Try to avoid sending too much data the same frame you're gonna use it, but a few MB shouldn't be a problem.
Ofcourse there's a lot more too it and it depends on exactly how you use it.
Similar to memcpy, except maybe doubled due to driver overheads.
DDR2 RAM is ~3GB/s.
DDR3 RAM is ~6GB/s.
PCIe 8x bus is ~2GB/s.
PCIe 16x bus is ~4GB/s.
Thank you guys, it's a positive answer which I wished, but...


Why does this documentation say something that looks contrary: http://www.opengl.org/wiki/Performance#CPU_and_Bus_limits

Bus bandwidth: There is a finite limit to the rate at which data can be sent from the CPU to the graphics card. If you require too much data to describe what you have to draw - then you may be unable to keep the graphics card busy simply because you can't get it the data it needs.[/quote]
That information is correct -- if you saturate the bus, you'll cause stalling.
With a PCI 16x bus at 60 FPS, that's a theoretical maximum of ~68MB per frame total.
For an old AGP 4x bus at 60 FPS, that's a theoretical maximum of ~18MB per frame.

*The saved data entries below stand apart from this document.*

PR #4507, opened 2024-09-23
Phabricator API request removal for transactions

benjaminmah:
Instead of making a request to the Phabricator API for the transactions for each revision, we load it from `revisions.json`. 

An index file has also been created to store the offset of each revision in the file to avoid searching through all revisions for each patch.

### DIFF
--- a/scripts/inline_comments_data_collection.py
+++ b/scripts/inline_comments_data_collection.py
@@ -114,8 +114,8 @@ def process_comments(limit, diff_length_limit):
                     )
                 fix_patch_id = diffs[0]["id"]
 
-            # If the most recent patch doesn't exist or is the original patch itself, skip it
-            if not fix_patch_id or fix_patch_id == patch_id:
+            # If the most recent patch is the original patch itself, skip it
+            if fix_patch_id == patch_id:
                 continue
 
             revision_phid = revision_info["phid"]
--- a/scripts/inline_comments_data_collection.py
+++ b/scripts/inline_comments_data_collection.py
@@ -47,16 +47,43 @@ def find_revision_from_patch(patch_id):
     return revision_phid
 
 
-def find_transactions_from_patch(patch_id):
-    revision_phid = find_revision_from_patch(patch_id)
-    transactions = api.request("transaction.search", objectIdentifier=revision_phid)[
-        "data"
-    ]
+def create_index(file_path, index_path):
+    index = {}
+    offset = 0
 
-    if not transactions:
+    with open(file_path, "rb") as file:
+        for line in file:
+            try:
+                entry = orjson.loads(line)
+                phid = entry.get("phid")
+                if phid:
+                    index[phid] = offset
+            except orjson.JSONDecodeError:
+                print(f"Error decoding JSON: {line}")
+            offset = file.tell()
+
+    with open(index_path, "wb") as index_file:
+        index_file.write(orjson.dumps(index))
+
+
+def find_transactions_from_patch(patch_id, revisions_index):
+    revision_phid = find_revision_from_patch(patch_id)
+    offset = revisions_index.get(revision_phid)
+
+    if offset is None:
         raise NoTransactionsFoundException(patch_id)
 
-    return transactions
+    with open(phabricator.REVISIONS_DB, "rb") as file:
+        file.seek(offset)
+        line = file.readline()
+
+        try:
+            entry = orjson.loads(line)
+            return entry.get("transactions")
+        except orjson.JSONDecodeError:
+            logger.error(f"Failed to decode JSON {line}")
+
+    raise NoTransactionsFoundException(patch_id)
 
 
 def get_diff_info_from_phid(phid):
@@ -119,11 +146,11 @@ def extract_relevant_diff(patch_diff, filename):
         return None
 
 
-def process_comments(limit, diff_length_limit):
+def process_comments(limit, diff_length_limit, revisions_index):
     patch_count = 0
 
     for patch_id, comments in review_data.get_all_inline_comments(lambda c: True):
-        transactions = find_transactions_from_patch(patch_id)
+        transactions = find_transactions_from_patch(patch_id, revisions_index)
 
         resolved_comments = [comment for comment in comments if comment.is_done]
 
@@ -206,8 +233,17 @@ def main():
     os.makedirs("patches", exist_ok=True)
     os.makedirs("data", exist_ok=True)
 
+    create_index(phabricator.REVISIONS_DB, "data/revisions_index.json")
+
+    with open("data/revisions_index.json", "rb") as index_file:
+        revisions_index = orjson.loads(index_file.read())
+
     with open(phabricator.FIXED_COMMENTS_DB, "wb") as dataset_file_handle:
-        for data in process_comments(limit=limit, diff_length_limit=diff_length_limit):
+        for data in process_comments(
+            limit=limit,
+            diff_length_limit=diff_length_limit,
+            revisions_index=revisions_index,
+        ):
             dataset_file_handle.write(orjson.dumps(data) + b"\n")
 
     zstd_compress(phabricator.FIXED_COMMENTS_DB)
--- a/scripts/inline_comments_data_collection.py
+++ b/scripts/inline_comments_data_collection.py
@@ -37,73 +37,27 @@ class NoDiffFoundForPHIDException(Exception):
         self.phid = phid
 
 
-def find_revision_from_patch(patch_id):
-    diffs = api.search_diffs(diff_id=patch_id)
+def load_revisions_maps():
+    diff_id_to_revision = {}
+    diff_phid_to_revision = {}
 
-    if not diffs:
-        raise NoDiffsFoundException(patch_id)
+    for revision in phabricator.get_revisions():
+        for transaction in revision["transactions"]:
+            if transaction.get("fields", {}).get("diff") is None:
+                continue
 
-    revision_phid = diffs[0]["revisionPHID"]
-    return revision_phid
+            diff_id_to_revision[transaction["fields"]["diff"]["id"]] = revision
+            diff_phid_to_revision[transaction["fields"]["diff"]["phid"]] = (
+                transaction["fields"]["diff"]["id"],
+                revision,
+            )
 
-
-def load_revisions_map(file_path):
-    revisions_map = {}
-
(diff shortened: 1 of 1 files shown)


scripts/inline_comments_data_collection.py
```diff
@@ -47,16 +47,43 @@ def find_revision_from_patch(patch_id):
...
+    with open(file_path, "rb") as file:
+        for line in file:
+            try:
+                entry = orjson.loads(line)
+                phid = entry.get("phid")
+                if phid:
+                    index[phid] = offset
+            except orjson.JSONDecodeError:
+                print(f"Error decoding JSON: {line}")
+            offset = file.tell()
```
marco-c, line 63: This is a bit brittle because the order of the revisions could change in the revisions.json file, rendering the index file no longer usable.

It's also an optimization that maybe is not useful, given the memory requirements are not so high. You could just read the entire revisions.json file in memory into a map.

Another option could be to change `get_all_inline_comments' to also return the revision in addition to the diff_id and comments, and then you could get the transactions from this revision object.
You'd simply need to change https://github.com/mozilla/bugbug/blob/dba47657d00fffdb185e0d69c980e5800b75e785/bugbug/tools/code_review.py#L587 to `yield revision, diff_id, comments` (and do th

scripts/inline_comments_data_collection.py
```diff
@@ -47,16 +47,43 @@ def find_revision_from_patch(patch_id):
     return revision_phid
```
marco-c, line 47: We should also be able to avoid the `api.search_diffs` calls

scripts/inline_comments_data_collection.py
benjaminmah: Implemented the first suggestion here (using a map): a5d1320ee2ba99589f56b03f060bb6d2d94fbe2b

scripts/inline_comments_data_collection.py
benjaminmah: Not 100% sure if the revisions object contains all the necessary information to replace `api.search_diffs()`, but will look into it!

marco-c: You're using it to get the `revisionPHID`, which should be in the revision object (maybe called just PHID?)

scripts/inline_comments_data_collection.py
```diff
@@ -136,18 +107,25 @@ def process_comments(limit, diff_length_limit):
             if not most_recent_update:
                 continue
 
-            fix_patch_id, revision_phid = get_diff_info_from_phid(
-                most_recent_update["fields"]["new"]
-            )
+            fix_patch_id = diff_phid_to_revisions_map.get(
+                most_recent_update["fields"].get("new"), [None]
```
marco-c, line 111: In which case could we have no diff ID?

marco-c: Given we're getting `most_recent_update` from the revisions that are in the DB, shouldn't we always find it?

scripts/inline_comments_data_collection.py
```diff
@@ -136,18 +107,25 @@ def process_comments(limit, diff_length_limit):
...
+            # If the  most recent patch doesn't exist or is the original patch itself, skip it
+            if not fix_patch_id or fix_patch_id == patch_id:
                 continue
 
-            revision_id, bug_id = find_details_from_revision_phid(phid=revision_phid)
+            revision_info = diff_phid_to_revisions_map.get(
+                most_recent_update["fields"].get("new"), [None, {}]
+            )[1]
+            revision_phid = revision_info.get("phid")
+            revision_id = revision_info.get("id")
```
marco-c, line 122: `revision_info` could just be `diff_id_to_revisions_map[patch_id]`, if you add it at line 97 then you could do:
```Python
revision_info = diff_id_to_revisions_map[patch_id]
transactions = revision_info["transactions"]
```

marco-c: And if you do this, you could change `diff_phid_to_revisions_map` to only store the ID, renaming it to `diff_phid_to_id`:
```Python
diff_phid_to_revision[transaction["fields"]["diff"]["phid"]] = transaction["fields"]["diff"]["id"]
```

scripts/inline_comments_data_collection.py
benjaminmah: That would make sense, but the mapping does not contain all diff ids/phids to revisions and I encounter `KeyError` when running it locally if I do not have the `.get()`. Will look into this.

scripts/inline_comments_data_collection.py
benjaminmah: Changed here: 255c1d6e24c63fa71cde29861300551db5b89f70. Thanks for pointing that out!

scripts/inline_comments_data_collection.py
```diff
@@ -136,18 +107,18 @@ def process_comments(limit, diff_length_limit):
...
                 continue
 
-            fix_patch_id, revision_phid = get_diff_info_from_phid(
-                most_recent_update["fields"]["new"]
-            )
+            fix_patch_id = diff_phid_to_id.get(most_recent_update["fields"].get("new"))
 
-            # If the most recent patch is the original patch itself, skip it
-            if fix_patch_id == patch_id:
+            # If the  most recent patch doesn't exist or is the original patch itself, skip it
```
marco-c, line 112:
```suggestion
            # If the most recent patch doesn't exist or is the original patch itself, skip it
```

scripts/inline_comments_data_collection.py
```diff
@@ -37,57 +34,28 @@ def __init__(self, phid):
...
-        raise NoDiffFoundForPHIDException(phid)
-    return diffs[0]["id"], diffs[0]["revisionPHID"]
+    return diff_id_to_revision, diff_phid_to_id
 
 
-def find_details_from_revision_phid(phid):
-    revision = api.load_revision(rev_phid=phid)
+def find_details_from_revision_phid(phid, revisions_map):
+    revision = revisions_map[phid]
     return revision["id"], revision["fields"]["bugzilla.bug-id"]
```
marco-c, line 56: This function is no longer used, you could remove it

scripts/inline_comments_data_collection.py
```diff
@@ -136,18 +107,18 @@ def process_comments(limit, diff_length_limit):
...
 
-            # If the most recent patch is the original patch itself, skip it
-            if fix_patch_id == patch_id:
+            # If the  most recent patch doesn't exist or is the original patch itself, skip it
+            if not fix_patch_id or fix_patch_id == patch_id:
                 continue
 
-            revision_id, bug_id = find_details_from_revision_phid(phid=revision_phid)
+            revision_phid = revision_info.get("phid")
+            revision_id = revision_info.get("id")
```
marco-c, line 117: For the keys that are always available, don't use `get`. This will make it easier to prevent errors in the future (e.g. if the key changes name, we won't start silently failing but we will see an exception).

scripts/inline_comments_data_collection.py
```diff
@@ -206,8 +177,15 @@ def main():
...
 
+    diff_id_to_revisions_map, diff_phid_to_id = load_revisions_maps()
+
     with open(phabricator.FIXED_COMMENTS_DB, "wb") as dataset_file_handle:
-        for data in process_comments(limit=limit, diff_length_limit=diff_length_limit):
+        for data in process_comments(
+            limit=limit,
+            diff_length_limit=diff_length_limit,
+            diff_id_to_revisions_map=diff_id_to_revisions_map,
+            diff_phid_to_id=diff_phid_to_id,
```
marco-c, line 187: nit: given the maps are only used in `process_comments`, you could create them in that function

scripts/inline_comments_data_collection.py
marco-c: Try finding a specific example of such a case and then it'll be easier to investigate and find why it's missing

scripts/inline_comments_data_collection.py
benjaminmah: Fixed here: 931333c920ee853a98be1e0a2f7bd9d193a31d37

scripts/inline_comments_data_collection.py
benjaminmah: Removed here: 931333c920ee853a98be1e0a2f7bd9d193a31d37

scripts/inline_comments_data_collection.py
benjaminmah: Makes sense, replaced `.get()` with direct accesses: 931333c920ee853a98be1e0a2f7bd9d193a31d37

scripts/inline_comments_data_collection.py
benjaminmah: Done here: 931333c920ee853a98be1e0a2f7bd9d193a31d37

scripts/inline_comments_data_collection.py
benjaminmah: I think it's because in the transaction of type `udpate`, it contains the `diffPHID` for the old and new patches, but not the `diffID`. So unless there is a dataset that contains all diffs with their `diffPHID` and `diffID`, then I'm not sure the map will contain all `diffID` for all `diffPHID` (i.e. a mapping/conversion between `diffPHID` and `diffID`.

I've tried populating the map with the `diffPHID` and `diffID` of the revision itself (`revision["fields"]["diffPHID"]` and `revision["fields"]["diffID"]`) but still encountered the same `KeyError`.

scripts/inline_comments_data_collection.py
```diff
@@ -136,21 +104,33 @@ def process_comments(limit, diff_length_limit):
...
+            except KeyError:
+                diffs = api.search_diffs(diff_phid=most_recent_update["fields"]["new"])
+                if not diffs:
+                    raise NoDiffFoundForPHIDException(
+                        most_recent_update["fields"]["new"]
+                    )
+                fix_patch_id = diffs[0]["id"]
+
+            # If the most recent patch doesn't exist or is the original patch itself, skip it
+            if not fix_patch_id or fix_patch_id == patch_id:
```
marco-c, line 118: Now `not fix_patch_id` is no longer needed, right?

marco-c (dismissed):

scripts/inline_comments_data_collection.py
benjaminmah: Correct, removed here: 8ac58d6720b832afff9cba22242867231a80a3eb

marco-c (approved):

N.B. regular system RAM is also pretty slow -- the theoretical maximum for DDR2 at 60FPS is only ~53MB per frame!
Memory in general is usually a bottleneck, so you should reduce all unnecessary memory transfers, not just GPU memory transfers.

What kind of data are you planning on copying around every frame?
Transfer rates don't tell the full story here. Depending on the type of object you're transferring data to, and whether or not the GPU is currently using that object for drawing with, you'll also need to deal with resource contention.

As I indicated, this occurs when you try to update an object from CPU-side, but the GPU is currently using it for drawing. When this happens the GPU must flush all pending drawing commands before the update can proceed, as otherwise a pending drawing command using that object may (will) have invalid data. This is quite an expensive operation as it breaks CPU/GPU parallelism.

Direct3D has need of instancing, but we do not. We have plenty of glVertexAttrib calls.